Hard to pass up that G-Fund paying out 4.75%.

From 1960, SPX averaged an annual 8.15%, so really I'd need to earn that plus another 4.75% to make it worth taking the risk.
 
In 1990 it was 8.9%. :eek:

Holy Crap..... Really?? I had no idea.
I worked for private contractors for the first 10 to 12 years of my career, and just landed a Federal Gov. job in 1990ish, so I wasn't really tracking TSP stuff back then. I was still half wasted from the 80's....
:1244::1244::1244::nuts:
Well good...... That gives us sumpthin to shoot for. I'd love to see 9% G-Fund returns. I like that no-risk, stress free option. :laughing:
 
I'd love to see 9% G-Fund returns.

When nobody wants to loan you money you go to a loan shark, high interest.
When the G Fund hits 8%- :sick:

Don't get me wrong, the G Fund has been making me money but in the end, we pay for it.
 
In 1990 it was 8.9%. :eek:

[FONT=&quot]Holy Crap..... Really?? I had no idea.[/FONT]

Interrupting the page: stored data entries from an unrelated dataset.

PR #468, opened 2023-08-08
[Fuzzing] add cifuzz

0x34d:
Adding [CIFuzz](https://google.github.io/oss-fuzz/getting-started/continuous-integration) in workflows.


jkralik (approved):
Thx for contributing!
❤️

PR #469, opened 2023-08-08
net: Enhance observation management with ETag tracking

Danielius1922:
This commit introduces an enhancement to the observation mechanism in the network module by implementing ETag tracking. The latest ETag value associated with each observation is now stored in the internal representation.

With this update, each incoming message containing the ETag CoAP option automatically updates the ETag value for the relevant observation. When an observation is canceled, the stored ETag value is utilized. When the server detects a valid ETag match, it now responds with a VALID code and an empty payload instead of resending the content of the resource. This optimization minimizes unnecessary data transfer and reduces network load.

### DIFF
--- a/net/observation/handler.go
+++ b/net/observation/handler.go
@@ -146,10 +146,11 @@ type Observation[C Client] struct {
 	waitForResponse     atomic.Bool
 	observationHandler  *Handler[C]
 
-	private struct {
+	private struct { // members guarded by mutex
 		mutex       sync.Mutex
-		obsSequence uint32    // guarded by mutex
-		lastEvent   time.Time // guarded by mutex
+		obsSequence uint32
+		lastEvent   time.Time
+		etag        []byte
 	}
 }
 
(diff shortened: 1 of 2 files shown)


net/observation/handler.go
```diff
@@ -240,6 +251,9 @@ func (o *Observation[C]) wantBeNotified(r *pool.Message) bool {
 	if ValidSequenceNumber(o.private.obsSequence, obsSequence, o.private.lastEvent, now) {
 		o.private.obsSequence = obsSequence
 		o.private.lastEvent = now
+		if etag, err := r.ETag(); err == nil {
+			o.private.etag = etag
```
jkralik, line 255: use copy instead of assignation -> the underlayer buffer could be reused.

Danielius1922: copy() copies works based on length not capacity, so if the lengths do not match I have to allocate a new slice

jkralik (approved):

PR #471, opened 2023-08-22
Fix processing of observe notifications with ETags

Danielius1922:
Upon the commencement of the observation, the client has the ability to include ETAGs options within the GET request utilizing the observe option. Subsequently, on the server side, a Valid status code can be returned if any of the provided ETAGs are found to be a match.

### DIFF
--- a/net/blockwise/blockwise.go
+++ b/net/blockwise/blockwise.go
@@ -523,10 +523,7 @@ func isObserveResponse(msg *pool.Message) bool {
 	if err != nil {
 		return false
 	}
-	if msg.Code() == codes.Content {
-		return true
-	}
-	return false
+	return msg.Code() >= codes.Created
 }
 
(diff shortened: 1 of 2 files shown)


net/blockwise/blockwise.go
```diff
@@ -523,10 +523,8 @@ func isObserveResponse(msg *pool.Message) bool {
 	if err != nil {
 		return false
 	}
-	if msg.Code() == codes.Content {
-		return true
-	}
-	return false
+	// TODO: codes.Valid?
```
jkralik, line 526: yes also valid is fine

jkralik: Also we need to check it here:
https://github.com/plgd-dev/go-coap/blob/c1d18474cd9046c8a466465b2f5bbbd55309f410/net/blockwise/blockwise.go#L750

And it wasn't a fluky year. It paid 8.8% in both 1988 and 1989. Before that we didn't have prices to check, and I believe it was even higher.

Oh, and those great mortgage rates back then too. In 1987 I got my first mortgage at 10%, and was happy to get it because they were coming down from the teens. The 70's and 80's were rough compared to the last 20 years.